<テーマ127> 追い込まれる「加害者」(1) 

 

(127―1)DV概観 

(127―2)DV関係のパターン 

(127―3)「弱い加害者」事例~DVに至るまで 

(127―4)「弱い加害者」事例~騒ぎが大きくなる 

 

(127―1)DV概観 

 DVとは二人の人間の間で生じるものです。この二人は、一方は「被害者」と、他方は「加害者」と見做されます。ただし、これらの言葉は一つの場面における両者の立場や役割に関して述べた言葉であり、両者を区別するために便宜上用いているだけであります。あまり固定的にお考えにならないようにお願いしたいのです。 

 ある行為がDVであるかどうかということは、「被害者」の意見が尊重されることが多いようです。「加害者」がいくら「それはDVではない」と主張しても、「被害者」が「DVだ」と主張すれば、そちらの方が通っていくことになるようです。 

 DVは暴力や暴言とった特定の行為が両者間で見られる場合に用いられることが多いので、しばしばDVとは行為を指す言葉であるかのように捉えられているように私は感じております。しかし、DVとは一つの関係の在り方であり、DV関係が築かれている所にDVが生じているというのが私の見解なのです。先にそういう関係が築かれているという例が、私の体験した限りでは、多かったのです。 

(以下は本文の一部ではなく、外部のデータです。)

PR #1242, opened 2022-06-21
feat: private-ip flag for v2

hessjcg:
This creates a private-ip address flag for the work in progress.


cmd/root.go
```diff
@@ -314,6 +312,38 @@ func parseConfig(cmd *cobra.Command, conf *proxy.Config, args []string) error {
...
+//  name the name of the option in the query string
+//  q the map of the parsed query string parameters from url.ParseQuery()
+// returns
+//   nil if no value was found
+//   true if the value is 't' or 'true' case insensitive
+//   false if the value is 'f' or 'false' case insensitive
+func parseBoolOpt(name string, q map[string][]string) (*bool, error) {
+	if iam, ok := q[name]; ok {
+		if len(iam) != 1 {
+			return nil, newBadCommandError(fmt.Sprintf("auto iam authn param should be only one value: %q", iam))
```
kurtisvg, line 325: need to generalize this beyond "auto-iam-authn"

cmd/root.go
```diff
@@ -314,6 +312,38 @@ func parseConfig(cmd *cobra.Command, conf *proxy.Config, args []string) error {
...
+		switch v {
+		case "true", "t":
+			enable := true
+			return &enable, nil
+		case "false", "f":
+			disable := false
+			return &disable, nil
+		default:
+			return nil, newBadCommandError(
+				fmt.Sprintf("auto iam authn query param should be true or false, got: %q",
```
kurtisvg, line 337: Same here

cmd/root.go
```diff
@@ -287,24 +292,17 @@ func parseConfig(cmd *cobra.Command, conf *proxy.Config, args []string) error {
...
+			if err != nil {
+				return err
 			}
+			ic.IAMAuthN = iam
+
+			privateIP, err := parseBoolOpt("private-ip", q)
+			if err != nil {
+				return err
+			}
+			ic.PrivateIP = privateIP
```
kurtisvg, line 305: any reason not to just assign these directly to the config?

kurtisvg (changes requested):

cmd/root.go
hessjcg: done

cmd/root.go
hessjcg: done

cmd/root.go
```diff
@@ -148,6 +148,8 @@ any client SSL certificates.`,
 		`Enables Unix sockets for all listeners using the provided directory.`)
 	cmd.PersistentFlags().BoolVarP(&c.conf.IAMAuthN, "auto-iam-authn", "i", false,
 		"Enables Automatic IAM Authentication for all instances")
+	cmd.PersistentFlags().BoolVarP(&c.conf.PrivateIP, "private-ip", "", false,
```
enocom, line 151: `BoolVarP` means you'll provide a long flag and a short flag. We should decide if private-ip warrants a short flag. I think we could skip the short flag for now and just use `BoolVar`

cmd/root.go
```diff
@@ -148,6 +148,8 @@ any client SSL certificates.`,
...
+		"Enables Automatic IAM Authentication for all instances")
```
enocom, line 152: This will need to change.

cmd/root.go
hessjcg: done

hessjcg:
This still needs an integration test.

cmd/root.go
```diff
@@ -285,6 +278,38 @@ func parseConfig(cmd *cobra.Command, conf *proxy.Config, args []string) error {
...
 }
 
+// parseBoolOpt parses a boolean option from the query string
+//  name the name of the option in the query string
+//  q the map of the parsed query string parameters from url.ParseQuery()
+// returns
+//   nil if no value was found
+//   true if the value is 't' or 'true' case insensitive
+//   false if the value is 'f' or 'false' case insensitive
+func parseBoolOpt(name string, q map[string][]string) (*bool, error) {
```
enocom, line 288: q should go first in the argument list and be a `url.Values` type.

cmd/root.go
```diff
@@ -285,6 +278,38 @@ func parseConfig(cmd *cobra.Command, conf *proxy.Config, args []string) error {
 	return nil
 }
 
+// parseBoolOpt parses a boolean option from the query string
+//  name the name of the option in the query string
```
enocom, line 282: This and everything below is available from the type signature and therefore unnecessary, with the exception of t/true and f/false.

cmd/root.go
```diff
@@ -285,6 +278,38 @@ func parseConfig(cmd *cobra.Command, conf *proxy.Config, args []string) error {
...
+//  q the map of the parsed query string parameters from url.ParseQuery()
+// returns
+//   nil if no value was found
+//   true if the value is 't' or 'true' case insensitive
+//   false if the value is 'f' or 'false' case insensitive
+func parseBoolOpt(name string, q map[string][]string) (*bool, error) {
+	if iam, ok := q[name]; ok {
```
enocom, line 289: This should be `!ok`. Typically the error flow is indented and the happy path is not.

cmd/root_test.go
```diff
@@ -378,6 +456,7 @@ func TestNewCommandWithErrors(t *testing.T) {
 			desc: "enabling a Prometheus port without a namespace",
 			args: []string{"--htto-port", "1111", "proj:region:inst"},
 		},
+		//TODO error when privateip=bad-string
```
enocom, line 459: dev artifact?

internal/proxy/proxy.go
```diff
@@ -47,6 +47,10 @@ type InstanceConnConfig struct {
 	// IAMAuthN enables automatic IAM DB Authentication for the instance.
 	// Postgres-only. If it is nil, the value was not specified.
 	IAMAuthN *bool
+
+	// PrivateIP tells the proxy to attempt to connect to the db instance's
+	// private ip address instead of the public IP address
```
enocom, line 52: ip should be IP

internal/proxy/proxy.go
```diff
@@ -79,12 +83,16 @@ type Config struct {
...
+	// for all instances.
+	PrivateIP bool
+
 	// Instances are configuration for individual instances. Instance
 	// configuration takes precedence over global configuration.
 	Instances []InstanceConnConfig
 
 	// Dialer specifies the dialer to use when connecting to Cloud SQL
-	// instances.
+	// instances. Used by serverless.
```
enocom, line 95: Let's leave this out for now. We need a separate commit explaining that the "public" interface is actually subject to change and is for internal use only, e.g., "Use at your own risk".

structure.md
```diff
@@ -0,0 +1,111 @@
+# Structure
```
enocom: This probably wasn't mean to be included in the commit.

We will need to write something similar with the table for a v1 to v2 migration guide, though.

internal/proxy/proxy_test.go
```diff
@@ -242,6 +244,31 @@ func TestClientInitialization(t *testing.T) {
...
+func (d *spyDialer) Dial(ctx context.Context, inst string, opts ...cloudsqlconn.DialOption) (net.Conn, error) {
+	log.Printf("spyDialer.Dial() called")
+	d.LastOpts = opts
+	d.LastInst = inst
+	conn, _ := net.Pipe()
+	return conn, nil
+}
+
+func (d *spyDialer) EngineVersion(ctx context.Context, inst string) (string, error) {
+	log.Printf("spyDialer.EngineVersion() called")
```
enocom: Let's keep these log statements out.

internal/proxy/proxy_test.go
```diff
@@ -242,6 +244,31 @@ func TestClientInitialization(t *testing.T) {
...
+
+func (d *spyDialer) Close() error {
+	log.Printf("spyDialer.Close() called")
+	// do nothing
+	return nil
+}
+
+func (d *spyDialer) Dial(ctx context.Context, inst string, opts ...cloudsqlconn.DialOption) (net.Conn, error) {
+	log.Printf("spyDialer.Dial() called")
+	d.LastOpts = opts
```
enocom: These need to be protected behind a mutext as the dialer and test goroutines won't be the same.

internal/proxy/proxy_test.go
```diff
@@ -242,6 +244,31 @@ func TestClientInitialization(t *testing.T) {
 	}
 }
 
+type spyDialer struct {
```
enocom: Let's move this up to live next to fakeDialer.

internal/proxy/proxy.go
```diff
@@ -282,6 +287,29 @@ func NewClient(ctx context.Context, cmd *cobra.Command, conf *Config) (*Client,
 	return &Client{mnts: mnts, cmd: cmd, dialer: d}, nil
 }
 
+// dialOptions interprets appropriate dial options for a particular instance
+// configuration
+func dialOptions(conf *Config, inst *InstanceConnConfig) []cloudsqlconn.DialOption {
```
enocom, line 292: This is a different pattern from proxy.Confg.DialerOptions. Let's pick one pattern and use it for both Option and DialOption.

internal/proxy/proxy.go
```diff
@@ -282,6 +287,29 @@ func NewClient(ctx context.Context, cmd *cobra.Command, conf *Config) (*Client,
...
+	} else {
+		opts = append(opts, cloudsqlconn.WithDialIAMAuthN(conf.IAMAuthN))
+	}
+
+	// related to --private-ip=(bool) option
+	if inst.PrivateIP != nil && *inst.PrivateIP ||
+		inst.PrivateIP == nil && conf.PrivateIP {
+		opts = append(opts, cloudsqlconn.WithPrivateIP())
+	} else {
+		opts = append(opts, cloudsqlconn.WithPublicIP())
```
enocom, line 307: We default to public, so this else block can probably be deleted.

internal/proxy/proxy.go
```diff
@@ -282,6 +287,29 @@ func NewClient(ctx context.Context, cmd *cobra.Command, conf *Config) (*Client,
...
 
+// dialOptions interprets appropriate dial options for a particular instance
+// configuration
+func dialOptions(conf *Config, inst *InstanceConnConfig) []cloudsqlconn.DialOption {
+	var opts []cloudsqlconn.DialOption
+
+	// related to --auto-iam-authn=(bool)
+	if inst.IAMAuthN != nil {
+		opts = append(opts, cloudsqlconn.WithDialIAMAuthN(*inst.IAMAuthN))
+	} else {
```
enocom, line 298: This else block is also unneeded.

cmd/root_test.go
```diff
@@ -201,6 +202,23 @@ func TestNewCommandArguments(t *testing.T) {
...
+		{
+			desc: "using the private-ip flag",
+			args: []string{"--private-ip", "proj:region:inst"},
+			want: withDefaults(&proxy.Config{
+				PrivateIP: true,
+			}),
+		},
+		{
+			desc: "using the private-ip flag query param",
+			// the query param's presence equates to true
```
enocom, line 214: This is an old comment and can be deleted.

cmd/root_test.go
```diff
@@ -491,3 +570,124 @@ func TestPrometheusMetricsEndpoint(t *testing.T) {
 		t.Fatalf("expected a 200 status, got = %v", resp.StatusCode)
 	}
 }
+
+func TestParseBoolOpt(t *testing.T) {
```
enocom, line 574: I'd rather test this through the public API as you have above.

enocom (changes requested):

cmd/root.go
hessjcg: Done.

cmd/root.go
hessjcg: done

cmd/root.go
hessjcg: done

internal/proxy/proxy.go
hessjcg: Even though WithPublicIP() is the default for the cloudsqlconn library today, I would rather make it explicit in our code. Too often, the upstream library team changes a default and unexpectedly breaks something. Are you ok if I leave this as-is?

internal/proxy/proxy.go
hessjcg: Ok, removed.

cmd/root_test.go
hessjcg: done.

enocom (approved):
two minor things

cmd/root_test.go
```diff
@@ -287,6 +304,66 @@ func TestAutoIAMAuthNQueryParams(t *testing.T) {
...
+		want *bool
+	}{
+		{
+			desc: "when the query string is absent",
+			args: []string{"proj:region:inst"},
+			want: nil,
+		},
+		{
+			desc: "when the query string is true",
+			args: []string{"proj:region:inst?private-ip=true"},
```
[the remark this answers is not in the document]
hessjcg: The only 2 planned boolean args on an instance are `auto-iam-authn` and `private-ip.`
I can adapt the parseBooleanValue() function to treat an empty url parameter as true.

cmd/root_test.go
hessjcg: removed.

internal/proxy/proxy.go
```diff
@@ -282,6 +256,58 @@ func NewClient(ctx context.Context, cmd *cobra.Command, conf *Config) (*Client,
 	return &Client{mnts: mnts, cmd: cmd, dialer: d}, nil
 }
 
+// dialerOptions builds appropriate list of options from the Config
+// values for use by cloudsqlconn.NewClient()
+func dialerOptions(c *Config) ([]cloudsqlconn.Option, error) {
```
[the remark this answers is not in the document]
hessjcg: I was trying to make the call signatures for these functions consistent: 
 ```
func (c *Config) DialerOptions() ([]cloudsqlconn.Option, error)  {}
func dialOptions(conf *Config, inst *InstanceConnConfig) []cloudsqlconn.DialOption {} 
``` 

So when Eno and I discussed the inconsistency, we landed on this:
 ```
func dialerOptions(c *Config) ([]cloudsqlconn.Option, error)  {}
func dialOptions(conf *Config, inst *InstanceConnConfig) []cloudsqlconn.DialOption {} 
``` 

The alternative to make `DialOptions` a  member functions of *Config, which seemed worse to me because
`DialOptions` is more transformation on Config and InstanceConnConfig, and less a member of Config.
```
func (c *Config) DialerOptions() ([]cloudsqlconn.Option, error)  {}
func (c *Config) DialOptions(inst *InstanceConnConfig) ([]cloudsqlconn.Option, error)  {}
```

internal/proxy/proxy.go
```diff
@@ -282,6 +256,58 @@ func NewClient(ctx context.Context, cmd *cobra.Command, conf *Config) (*Client,
...
+
+	return opts, nil
+}
+
+// dialOptions interprets appropriate dial options for a particular instance
+// configuration
+func dialOptions(conf *Config, inst *InstanceConnConfig) []cloudsqlconn.DialOption {
+	var opts []cloudsqlconn.DialOption
+
+	// related to --auto-iam-authn=(bool)
```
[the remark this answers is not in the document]
hessjcg: removed.

internal/proxy/proxy.go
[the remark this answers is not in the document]
kurtisvg: The difference between function vs method is largely syntactic / organizational. For me, it more sense to me to use `func (c *Config) DialerOptions()` and `func (i *instanceConnConfig) dialOptions()` (and making InstanceConnConfig contain a reference to it's parent config) because they signify a way of transforming the object to another type of data, similar to how `String()` works. It's also easier to discover (because it's attached to the object it transforms, and lands closer to it in the doc) and leaves the door open to more complex behavior (say in the future it needs to be thread safe, we can add an internal mutex more easily).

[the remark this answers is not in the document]
enocom: I think both approaches are reasonable, but if there's preference for methods then let's do that.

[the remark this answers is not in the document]
hessjcg: Ok, i'll try again with a version closer to @kurtisvg's suggestion.

internal/proxy/proxy.go
```diff
@@ -88,6 +96,25 @@ type Config struct {
 	Dialer cloudsql.Dialer
 }
 
+// DialOptions interprets appropriate dial options for a particular instance
+// configuration
+func (c *Config) DialOptions(i *InstanceConnConfig) []cloudsqlconn.DialOption {
```
hessjcg, line 101: Following the dumb struct smart procedure idiom, I put DialOptions on `Config` instead of `InstanceConnConfig`.  I like it better here because two less tight couplings than what @kurtisvg proposed: 

- `InstanceConnConfig` doesn't need a pointer field to `Config`
-  the code doesn't need to set the a pointer to the correct parent `Config`

internal/proxy/proxy.go
```diff
@@ -88,6 +96,25 @@ type Config struct {
...
+	var opts []cloudsqlconn.DialOption
+
+	if i.IAMAuthN != nil {
+		opts = append(opts, cloudsqlconn.WithDialIAMAuthN(*i.IAMAuthN))
+	}
+
+	if i.PrivateIP != nil && *i.PrivateIP ||
+		i.PrivateIP == nil && c.PrivateIP {
```
kurtisvg, line 109: nit: seems like a line break is unnecessary here

kurtisvg (approved):

internal/proxy/proxy.go
hessjcg: removed.

internal/proxy/proxy.go
```diff
@@ -263,10 +290,7 @@ func NewClient(ctx context.Context, cmd *cobra.Command, conf *Config) (*Client,
 			}
 		}
 
-		var opts []cloudsqlconn.DialOption
-		if inst.IAMAuthN != nil {
-			opts = append(opts, cloudsqlconn.WithDialIAMAuthN(*inst.IAMAuthN))
-		}
+		opts := conf.DialOptions(&inst)
```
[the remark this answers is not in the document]
hessjcg: changed to value.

 そして、詳細に関係を見ていけば、「加害者」と「被害者」はその役割を交互に換えながら、最終的な部分で「加害者」「被害者」が決定されていくという印象を私は受けます。そして、その最終決定になった「役割」は、その後も維持され、両者の関係において覆されることは稀であるとも感じております。 

 

(127―2)DV関係のパターン 

 カウンセリングにはDVの「加害者」立場の人も「被害者」立場の人も、どちらもが訪れます。また、「加害者」が男性であるとも限りません。 

 しかし、カウンセリングに訪れるのはある種の「加害者」であり、あるタイプの「被害者」であるということにも私は気づいております。 

 適切な言葉ではないかもしれませんが、ここで、「(立場上)強い」「(立場上)弱い」という言葉を用います。 

 この概念を用いれば、「加害者」には「強い加害者」と「弱い加害者」が区別されることになります。同じように「被害者」も「強い被害者」と「弱い被害者」を分けることができます。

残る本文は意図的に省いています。